Machine learning today is every bit as calculated, as simulated, as is machine intelligence. It is easier to use machine intelligence to highlight how much greater human cognition is, which is why I've been using a machine intelligence algorithm over the last several entries. However, the conclusion drawn so far is that, while machine intelligence is only simulated, it is still quite effective and valuable as an aid to human insight and decision making. Machine learning offers another leap forward in the effectiveness and hence value of machine intelligence, so let's see what that is.
Machine learning occurs when the machine intelligence is developed or adapted in response to data from the domain in which the machine intelligence operates. The James Blog entry only does this degenerately, at a very coarse grain level, so it doesn't really count except as a way to begin giving you the idea. The James Blog entry plays a game with you, and if he loses, he adapts by increasing his lookahead level so that his minimax method will play more effectively against you next time. In some sense, he learned that you were a better player. However, this is only a single integer of configurability with only a few settings of adjustment that controls only one aspect of the machine intelligence algorithm's operation. To be considered machine learning, a method must typically have a more profound impact on the operation of the algorithm, with much more adaptation and configurability based on many instances of input data. An example will clarify the more fine grain nature of machine learning.
The easiest example of which I can think is a predictive analytic algorithm called linear regression. Let's say you'd like to be able to predict or approximate the purchase price of a person's new car based on their age. Perhaps you want to do this so that you can figure out what automobile advertisements are most appropriate to show the person. Now, as soon as you hear this example, your human cognition kicks in and you rattle off several other likely variables that would impact the most likely amount of money a person is willing to spend on a car, such as their income level, debt level, nuclear familial factors, etc. This analytic technique is typically called multiple linear regression (MLR) exactly because we humans most often dream up many more than two variables that we want to simultaneously consider. Like most machine learning techniques, MLR does not learn of new factors to consider by itself. It only considers those factors that a human has programmed it to consider. When they are well chosen, additional variables typically do make an MLR model more effective, but for the purpose of discussing the concept of machine learning, the simple two-variable example suffices since your mind will have no problem generalizing the concept.
Suppose you have records of many prior car purchases, including a wide and nicely distributed selection of prices of the cars and ages of their buyers. This is referred to as "training data". If you plotted the training data, it might look something like the blue points in the image below. Let purchase price be on the vertical Y axis since it is the "dependent" variable that we want to predict, and let age be on the X-axis since it is a predictor, or "independent" variable. MLR uses a standard formula to compute a "line of best fit" through the given data points, again like the one shown in red in the picture.

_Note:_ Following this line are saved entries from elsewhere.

PR #47, opened 2023-07-18
Feat/#14 programs list page

ciaranschutte:
NB: part of larger ticket 

- adds `Submission` page
- adds skeleton layout components
- adds `ProgramList` table

Notes:
- types are open to be narrowed when data hookup ticket is complete


src/app/submission/components/ProgramList.tsx
```diff
@@ -0,0 +1,60 @@
...
+ * IN CONTRACT, STRICT LIABILITY, OR TORT (INCLUDING NEGLIGENCE OR OTHERWISE) ARISING IN
+ * ANY WAY OUT OF THE USE OF THIS SOFTWARE, EVEN IF ADVISED OF THE POSSIBILITY OF SUCH DAMAGE.
+ */
+'use client';
+
+import { useTheme } from '@/lib/emotion';
+import { Table, Typography, css } from '@icgc-argo/uikit';
+import { columns } from '../tableConfig';
+
+export default function ProgramList({ programs }: { programs: any[] }) {
```
ciaranschutte, line 25: will define narrow type once data hookup ticket is done

src/app/submission/components/Sidemenu.tsx
```diff
@@ -0,0 +1,23 @@
...
+ * SHALL THE COPYRIGHT HOLDER OR CONTRIBUTORS BE LIABLE FOR ANY DIRECT, INDIRECT,
+ * INCIDENTAL, SPECIAL, EXEMPLARY, OR CONSEQUENTIAL DAMAGES (INCLUDING, BUT NOT LIMITED
+ * TO, PROCUREMENT OF SUBSTITUTE GOODS OR SERVICES; LOSS OF USE, DATA, OR PROFITS;
+ * OR BUSINESS INTERRUPTION) HOWEVER CAUSED AND ON ANY THEORY OF LIABILITY, WHETHER
+ * IN CONTRACT, STRICT LIABILITY, OR TORT (INCLUDING NEGLIGENCE OR OTHERWISE) ARISING IN
+ * ANY WAY OUT OF THE USE OF THIS SOFTWARE, EVEN IF ADVISED OF THE POSSIBILITY OF SUCH DAMAGE.
+ */
+'use client';
+
+export default function SideMenu({ programs }: { programs: any[] }) {
```
ciaranschutte, line 21: same here. will narrow type when data hookup ticket is done

src/app/submission/tableConfig.tsx
```diff
@@ -0,0 +1,138 @@
...
+	},
+	{
+		header: 'Cancer Types',
+		accessorKey: 'cancerTypes',
+		cell: ({ row: { original } }) => (
+			<div>
+				{original.cancerTypes.map((cancerType, i) => (
+					<div key={cancerType}>
+						{cancerType}
+						{i < original.cancerTypes.length - 1 && ','}
```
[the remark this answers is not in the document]
ciaranschutte: like `cancerTypes.join(',')` ? 
the use case for the map is to return the div which is a block element so in the ui you get stacked list

.gitignore
```diff
@@ -34,3 +34,6 @@ yarn-error.log*
 # typescript
 *.tsbuildinfo
 next-env.d.ts
+
+# generic name for files that shouldn't be checked in (handy for mock data)
+*.temp*
```
justincorrigible, line 39: Nice one, mate! 👍

src/app/layout.tsx
```diff
@@ -22,9 +22,9 @@
  */
 'use client';
 
+import { AuthProvider } from '@/global/utils/auth';
 import { ReactNode } from 'react';
 import { QueryClient, QueryClientProvider } from 'react-query';
-import { AuthProvider } from '@/global/utils/auth';
```
justincorrigible, line 27: nitpick: what's this change's purpose. was it done by https://www.npmjs.com/package/prettier-plugin-organize-imports

src/app/submission/tableConfig.tsx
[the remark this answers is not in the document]
justincorrigible: looks like a "display only" sort of deal, so maybe it'd be better to use css 
```
 :not(:last-of-type)::after {
   content: ",";
}
```

src/app/layout.tsx
ciaranschutte: either that or a merge conflict with the cleanup

justincorrigible: well, I may suggest adding that package to all projects, for good measure

ciaranschutte: i'm liking the package a lot - very useful

justincorrigible: works fairly well. wish it also added empty lines between import groups, but this does the job well enough

ciaranschutte: I dislike the empty lines because it's so much a developer preference... loads of places where there's just empty lines for no reason

justincorrigible: To give a brief example of what I mean to me whitespace emphasises separation of ideas the same way in English we use puntuation in sentences to prevent the "run-on" ones as well as how we use empty lines between separate paragraphs to separate topics etc because if we wrote code the same way I'm writing this it'd still be understandable but god does it take a lot more effort don't you agree?


😂

ciaranschutte: 100% agree. unfortunately like most of these topics unless there's a standard way to enforce it , it soon goes to chaos

justincorrigible: you're right, that's the rub.
I'll keep testing other prettier plugins but the imports order being respected is certainly an improvement. 💯

justincorrigible (approved):
Hoping to see that prettier imports plugin in the next PR

ciaranschutte:
> Hoping to see that prettier imports plugin in the next PR

https://github.com/icgc-argo/rdpc-ui/blob/develop/package.json#L49 it's in dev :)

A line has a formula that looks like this: Y=C1X1+C0, where C1 is a constant that governs the slant (slope) of the line, and C0 is a constant that governs how high or low the line is (C0 happens to be the point where the line meets the Y-axis, and the line slopes up or down from there). If we had more variables, then MLR would just compute more constants to go with each of them. For example, if we wanted to use two variable predictors of a dependent variable, then we'd be using MLR to create a line of the form Y=C2X2+C1X1+C0.
Technically, MLR computes the constants like C1 and C0 of the line Y=C1X1+C0 in such a way that the line minimizes the sum of the squares of the vertical (Y) distances between each data point and the line. For each point, we take its distance from the line as an amount of "error" in the prediction. We square it because that gets rid of the negative sign (and, less importantly, magnifies the error resulting from being further from the line). We sum the squares of the errors to get a total measure of the error produced by the line, and the line is computed so as to minimize that total error.
Once the constants have been computed, it is a trivial matter to use the MLR model as a predictor. You simply plug the known values of the predictor variables into the formula to compute the predicted Y-value. In the car buying example, X1 is the age of a potential buyer, and so you multiply that by the C1 constant, then add C0 to obtain the Y-value, which is the predicted value of the car.
In this way, hopefully you can see that the MLR "learns" the values of the constants like C1 and C0 from the given data points. Furthermore, the actual algorithm that produces the machine intelligence only computes the result of a simple linear equation, so hopefully you can also see that the predictive power comes mainly from the constants, which were "learned" from the data. In the case of the minimax method, most of the machine intelligence came from the algorithm, but with MLR-- as with most machine learning-- the machine intelligence is for the most part an emergent property of the training data.
Lastly, it's worth noting that there are a lot of "best practices" around using MLR. However, these are orthogonal to topic of this post. Suffice it to say that just like the minimax method has a very limited domain in which it is effective as a machine intelligence, MLR also has a limited domain. For example, the predictor variables (the X's) do need to be linearly related to the dependent variable in reality. However, within the limited domain of its linearly related data, MLR is quite effective and an excellent example of a simple machine learning technique that produces machine intelligence within that domain.